N-(3-Methoxyphenethyl)-2-propylpentanamide

Abstract

Herein, we present the synthesis of N-(3-methoxyphenethyl)-2-propylpentanamide, a derivative of valproic acid. The compound has been thoroughly characterized through melting-point determination, ¹H and ¹³C NMR spectroscopy, infrared spectroscopy, and mass spectrometry. The comprehensive analytical data obtained from these techniques confirm the successful preparation and structural integrity of the newly synthesized molecule.

1. Introduction

Valproic acid (VPA) is a widely used medication with diverse therapeutic applications across numerous neurological and psychiatric conditions. It is prescribed to control various forms of epilepsy, manage bipolar disorder, and prevent migraines [1]. Chemically, it is known as 2-propylpentanoic acid—a short-chain fatty acid and structural analog of valeric acid, which occurs naturally in Valeriana officinalis [2]. In addition to its use in epilepsy, VPA is utilized for migraine prophylaxis, the management of bipolar disorder, and experimentally as a protective agent in diabetic neuropathy [2]. Despite its strong efficacy, the clinical use of VPA is constrained by rare but serious adverse effects—including hepatotoxicity, teratogenicity, and neural tube defects, particularly in pregnant women—necessitating stringent monitoring and regulatory oversight [3]. The pharmacologically active form of the drug is the valproate anion, which predominates at physiological pH and is responsible for its therapeutic effects [4].

2-Phenylethylamine (PEA) is an endogenous trace amine present throughout the brains of both vertebrate and invertebrate species [5,6]. The term “trace amine” refers to a class of amines that occur at much lower intra- and extracellular concentrations than the chemically and functionally related biogenic amines [7]. Alterations in the metabolism of 2-phenylethylamine can contribute to a variety of central nervous system disorders, including schizophrenia, Tourette’s syndrome, and attention deficit disorder, among others [8]. PEA is a small molecule that has very intriguing and yet at the same time quite different from each other functions—it has the role of a neurotransmitter and is also used in food processing [7].

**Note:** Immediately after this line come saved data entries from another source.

PR #10486, opened 2022-01-19
docs(carbon-react): add stories for v11 site

### LINKED ISSUE #10485: Verify all stories appear in v11 storybook
Currently there are a few components missing from the v11 storybook. They need to be present in the new v11 storybook so they can be audited. For example, the v11 storybook's new theme switcher will be very handy to audit and ensure design token consistency across the different themes. 

Here's a tentative list:

- [ ] Accordion
- [ ] Breadcrumb
- [ ] Aspect Ratio
- [ ] CopyButton
- [ ] ErrorBoundary
- [ ] FormGroup
- [ ] FormLabel
- [ ] Link
- [ ] Loading
- [ ] OrderedList
- [ ] OverflowMenu
- [ ] UnorderedList

abbeyhrt:
Closes #10485 

Adds missing stories from the v11 storybook. Right now, these are just the v10 stories copied/pasted over with updated import paths. 

#### Testing / Reviewing

Make sure all of the added stories are showing up in the `carbon-react-next` storybook.

### DIFF
--- a/packages/react/src/components/Accordion/next/Accordion.stories.js
+++ b/packages/react/src/components/Accordion/next/Accordion.stories.js
@@ -1,0 +1,161 @@
+/**
+ * Copyright IBM Corp. 2016, 2018
+ *
+ * This source code is licensed under the Apache-2.0 license found in the
+ * LICENSE file in the root directory of this source tree.
+ */
+
+/* eslint-disable no-console */
+
+import React from 'react';
+import { action } from '@storybook/addon-actions';
+import {
+  withKnobs,
+  boolean,
+  number,
+  select,
+  text,
+} from '@storybook/addon-knobs';
+import {
+  default as Accordion,
+  AccordionItem,
+  AccordionSkeleton,
+} from '../../Accordion';
+import Button from '../../Button';
+import mdx from '../Accordion.mdx';
+
+export default {
+  title: 'Components/Accordion',
+  component: Accordion,
+  subcomponents: {
+    AccordionItem,
+    AccordionSkeleton,
+  },
+  decorators: [withKnobs],
+  parameters: {
+    docs: {
+      page: mdx,
+    },
+  },
+};
+
+export const accordion = () => (
+  <Accordion>
+    <AccordionItem title="Section 1 title">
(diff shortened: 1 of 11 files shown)


packages/react/src/components/Accordion/next/Accordion.stories.js
```diff
@@ -0,0 +1,161 @@
...
+
+import React from 'react';
+import { action } from '@storybook/addon-actions';
+import {
+  withKnobs,
+  boolean,
+  number,
+  select,
+  text,
+} from '@storybook/addon-knobs';
```
tay1orjones, line 18: Knobs should be removed as they don't work in the new storybook. We have to use controls instead. 

We can totally defer the addition of controls to get this PR in, but let's open an issue for it and add it to this/next sprint.

tay1orjones (approved):
Knobs aside, all of the added stories are showing up in the carbon-react-next storybook 👍

packages/react/src/components/Accordion/next/Accordion.stories.js
abbeyhrt: Sounds good! Do we have a good working example using controls? I'm down to switch from them in this PR but I'm just not sure how controls work vs knobs

tay1orjones: @abbeyhrt Cool! Yep, there are a few. Any `*.stories.js` files with usages of "args" or "argTypes".

- `Theme.stories.js` is a pretty solid baseline example, `Tooltip.stories.js` as well.
- `Notification.stories.js` uses some additional parts of the API to apply global controls/args to all stories and additionally applies some extra ones to specific stories.

Also here's a [reference](https://storybook.js.org/docs/react/essentials/controls) from the storybook docs

joshblack:
@abbeyhrt could we have the storybook config point to the files in the `packages/react` directory? That way we wouldn't have to worry about keeping things in sync and any changes we make (like for controls) would benefit v10 and v11

abbeyhrt:
Going to close this to try out a different approach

Many methoxy (OCH₃)-containing compounds arise in nature through the action of O-methylating enzymes on hydroxylated substrates, making methoxy groups a common feature in naturally derived drugs [8]. It improves drug binding, physicochemical properties, and metabolic behavior, making it a valuable tool for medicinal chemists in drug design and optimization [8].

Given the broad therapeutic relevance of VPA (given in red at Figure 1) and the important neuroactive functions of PEA (given in blue at Figure 1), designing a hybrid molecule 1 (Figure 1) that incorporates structural features of both compounds presents a promising strategy for developing novel CNS-active agents.

VPA provides well-established anticonvulsant and mood-stabilizing properties, while PEA, as an endogenous trace amine, plays a modulatory role in neurotransmission and is implicated in several neuropsychiatric disorders. Introducing a methoxy group at the 3-position further enhances this design rationale, as methoxy substituents commonly improve binding affinity, physicochemical properties, and metabolic stability in drug candidates. Therefore, a hybrid structure combining VPA with 3-methoxy-substituted PEA may yield a molecule with synergistic or improved pharmacological effects, potentially reducing adverse effects while expanding therapeutic potential within neurological and psychiatric disorders.

2. Results and Discussion

In this work, we describe the successful synthesis of N-(3-methoxyphenethyl)-2-propylpentanamide. For this purpose, the carboxyl functional group of valproic acid was initially transformed into its corresponding acyl chloride derivative, which was then allowed to react with 2-(3-methoxyphenyl)ethan-1-amine (Scheme 1).

The structure of the synthesized compound was confirmed through comprehensive spectral analysis, including melting-point determination, ¹H and ¹³C NMR, IR, and mass spectrometry.

The ¹H NMR spectrum confirms the presence of all 27 expected protons (Supplementary Material Figure S1). The two methyl groups appear at 0.81 ppm as a triplet integrating for six protons. The methylene resonances originating from the valproic acid moiety are observed as multiplets corresponding to four, two, and two protons within the 1.09–1.41 ppm region. The methine (CH) proton is detected between 2.13 and 2.05 ppm. The two methylene groups of the PEA fragment are observed as a quartet and a triplet, each integrating for two protons at 3.29 and 2.68 ppm, respectively. A sharp singlet at 3.73 ppm corresponds to the methoxy group. In the aromatic region, the four aromatic protons produce characteristic signals, and the amino proton appears as a triplet at 7.85 ppm. The ¹³C NMR spectrum further confirms both the presence and the expected number of carbon atoms within the molecular structure (Figure S2).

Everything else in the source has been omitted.